Do’s/Don’ts: There is no way to prevent clubfoot at this time. However, pregnant women should not smoke, especially if they have a family history of clubfoot. (Smoking also increases the risk of having a low-birth weight or premature baby, as well as other pregnancy complications.)
Common Myths: Having Club Feet does not stop you from doing anything, I have found several celebrities / Famous People who were born with Club Feet or Club Foot, and have become very successful. Troy Aikman was born with what doctors call “Third Club Foot”, Troy was in plaster till he was 8 months old, then we wore special shoes till he was 3 years old, since he has not suffered from any form of Club Foot. Kristi Yamaguchi is a professional Figure Skater, Kristi Yamaguchi’s Club Foot was treated with Serial Manipulations / casting.
Toe Walking (Infant/toddlers)
What is it: Toe walking refers to a condition where a person walks on his or her toes without putting much weight on the heel or any other part of the foot. Toe-walking in toddlers is common. These children usually adopt a normal walking pattern as they grow older. If a child continues to walk on his or her toes past the age of three, he or she should be evaluated by a doctor.
Up until the age of 3, this kind of behavior can be considered “normal” as children are learning to walk and do a fair amount of experimenting.
What begins as a fun way to get around can turn into a habit, though, and a cause of concern for many parents. This habitual tippy-toe walking is referred to as idiopathic toe walking.
There are instances, however, when toe walking may have a physical cause. The most common cause of toe walking (aside from habit) is having a tight or short Achilles tendon. The Achilles is the tendon located just above the heel and it enables you to point and flex your foot.
Important Facts: Toe walking is sometimes the result of cerebral palsy, muscular dystrophy or another generalized disease of nerve and muscle.
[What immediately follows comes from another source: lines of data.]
PR #2239, opened 2023-11-11
0.9.3 Beta 2: Final Touches

tatarize:
- [ ] Tiger Test: GRBL
- [x] Tiger Test: Lihuiyu
- [x] Tiger Test: Balor
- [x] Bug Checks 0.9.3

### DIFF
--- a/.github/workflows/win/file_version.txt
+++ b/.github/workflows/win/file_version.txt
@@ -6,8 +6,8 @@ VSVersionInfo(
   ffi=FixedFileInfo(
     # filevers and prodvers should be always a tuple with four items: (1, 2, 3, 4)
     # Set not needed items to zero 0.
-    filevers=(0, 9, 2001, 0),
-    prodvers=(0, 9, 2001, 0),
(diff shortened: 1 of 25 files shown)


tatarize:
GRBL needs added robustness.

Even though the GRBL device can technically pass it's a bit fickle to get and keep connected correctly.

- Usually connecting to the device does not trigger the welcome message. Only reset triggers the message.
- After connecting, if greet is not processed a status message should be requested to determine whether the device is correctly connected.
- The connection should not count as `connected` unless the device validates in some manner. Otherwise it should count as connecting.
- If it tried to send G91 without the device correctly connected it believes the G91 mode is engaged when it is not. This requires a confirmation `ok`.
- The connect button needs to show the com-port being connected to.
- The `?` data should be processed and potentially polled. For example, to query whether a job is finished or not.
- Serial connections do not detect the connection, they only detect the data.
- The status message reply will provide Pn:XY data as a reply.
- Cluster mode can be detected with `$I` and should be implemented.
- The device can provide several bits of information which should be used directly.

Children with autism also may walk on their toes or the balls of their feet, but many do not.
Treatment Duration: Most cases of persistent toe-walking are familial or are simply secondary to tight muscles. Treatment may involve observation, physical therapy, casting or surgery. Toe-walking may indicate a neuromuscular disorder such as cerebral palsy or it could be a sign of developmental dysplasia of the hip or leg length discrepancy.
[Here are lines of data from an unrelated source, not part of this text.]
PR #2240, opened 2023-11-11
Raster optimisations: clustering of elements

jpirnay:
raster_opt

### DIFF
--- a/meerk40t/core/cutplan.py
+++ b/meerk40t/core/cutplan.py
@@ -175,6 +175,8 @@ class CutPlan:
         #     axis = rotary.axis
 
         original_ops = copy(self.plan)
+        if self.context.opt_raster_optimisation:
+            self.optimize_rasters(original_ops)
         self.plan.clear()
 
         idx = 0
@@ -638,6 +640,74 @@ class CutPlan:
         self._previous_bounds = None
         self.plan.clear()
         self.commands.clear()
+
+    def optimize_rasters(self, operation_list):
+        from meerk40t.core.node.op_raster import RasterOpNode
+
+        def generate_clusters(operation):
+            clusters = list()
+            cluster_bounds = list()
+            for node in operation.children:
+                if node.type == "reference":
+                    node = node.node
+                try:
+                    bb = node.paint_bounds
+                except AttributeError:
+                    continue
+                overlap = False
+                idx = 0
+                while idx < len(cluster_bounds):
+                    cc = cluster_bounds[idx]
+                    # The rectangles don't overlap if
+                    # one rectangle's minimum in some dimension
+                    # is greater than the other's maximum in
+                    # that dimension.
+                    flagx = (bb[0] > cc[2]) or (cc[0] > bb[2])
+                    flagy = (bb[1] > cc[3]) or (cc[1] > bb[3])
+                    # print (f"Checking\n"
+                    #        f"({bb[0]:.0f}, {bb[1]:.0f}, {bb[2]:.0f}, {bb[3]:.0f}) vs\n"
+                    #        f"({cc[0]:.0f}, {cc[1]:.0f}, {cc[2]:.0f}, {cc[3]:.0f}) "
+                    #        f"Overlaps: x={flagx}, y={flagy}"
+                    #     )
+                    if not (flagx or flagy):
+                        # print (f"Reuse cluster for {node.type}")
+                        overlap = True
+                        clusters[idx].append(node)
+                        cluster_bounds[idx] = (
+                            min(bb[0], cc[0]),
+                            min(bb[1], cc[1]),
+                            max(bb[2], cc[2]),
+                            max(bb[3], cc[3]),
+                        )
+                        break
+                    idx += 1
+
+                if not overlap:
+                    # print (f"Generate new cluster for {node.type}")
+                    cluster_bounds.append(
+                        ( bb[0], bb[1], bb[2], bb[3] )
+                    )
+                    clusters.append( [node] )
+            return clusters
+
+        idx = 0
+        for idx in range(len(operation_list) - 1, -1, -1):
+            op = operation_list[idx]
+            if not isinstance(op, RasterOpNode):
+                continue
+            clusters = generate_clusters(op)
+            if len(clusters) > 0:
+                # Create cluster copies of the raster op
+                for entry in clusters:
+                    newop = copy(op)
+                    newop._references.clear()
+                    for node in entry:
+                        newop.add_reference(node)
+                    newop.set_dirty_bounds()
+                    operation_list.insert(idx + 1, newop)
+
+                # And remove the original one...
+                operation_list.pop(idx)
 
 
 def is_inside(inner, outer, tolerance=0):
--- a/meerk40t/core/cutplan.py
+++ b/meerk40t/core/cutplan.py
@@ -17,7 +17,7 @@ CutPlan handles the various complicated algorithms to optimising the sequence of
 from copy import copy
 from math import isinf
 from os import times
-from time import time
+from time import time, perf_counter
 from typing import Optional
 
 import numpy as np
@@ -176,7 +176,9 @@ class CutPlan:
 
         original_ops = copy(self.plan)
         if self.context.opt_raster_optimisation:
-            self.optimize_rasters(original_ops)
+            self.optimize_rasters(original_ops, "op raster")
+            # We could do this as well, but images are burnt separately anyway...
+            # self.optimize_rasters(original_ops, "op image")
         self.plan.clear()
 
         idx = 0
@@ -641,9 +643,7 @@ class CutPlan:
         self.plan.clear()
         self.commands.clear()
 
-    def optimize_rasters(self, operation_list):
-        from meerk40t.core.node.op_raster import RasterOpNode
-
+    def optimize_rasters(self, operation_list, op_type):
         def generate_clusters(operation):
             clusters = list()
             cluster_bounds = list()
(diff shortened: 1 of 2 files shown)


Sophist-UK:
Personally I don't see a downside from this, and so don't see the need for an Execute option for it (though useful for the video example above). Users will just find that the burn takes less time.

Comments (if any) on the code to follow.

Sophist-UK:
Personally I don't see a downside from this, and so don't see the need for an Execute option for it (though useful for the video example above). Users will just find that the burn takes less time.

Comments (if any) on the code to follow.

Sophist-UK:
I am not tied to the specific algorithm and implementation I wrote for 0.7.x and I have no issues with the idea of a different algorithm and different code being written this time around.

However, a quick look at the code suggests that the algorithm is flawed. Because once a cluster is created it is never going to be merged with another cluster even if they overlap - and you can get different results with the same elements in different orders.

Imagine a square frame consisting of 8 slightly overlapping black-filled square boxes - 4 corners and 4 sides.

Do’s/Don’ts: Toe Walking in children can look cute but it is important to recognize that it could be a symptom of other serious issues. If it is consistent and persistent you should talk to your pediatrician about it and have your child examined for any complications or any potential impending medical problems
Avoid aggressively pushing your child into a flat foot position as this may cause pain and injury if you are not careful.
Common Myths: Exersaucers and walkers have a double negative impact on infant development. They are marketed to parents as helping children learn to stand up and walk. However, the infant is placed in a semi-reclined position with their hips placed in a seated position. This is NOT the position children learn how to walk in. As well, the infant spends time in an extended knee and toes pointed (plantar flexed) position which does promote the negative response of Toe Walking.
There are many people who have been life-long toe walkers with little or no complications. These individuals report that they remember walking on their toes since they were very young and that it seems natural and have been able to live normal lives.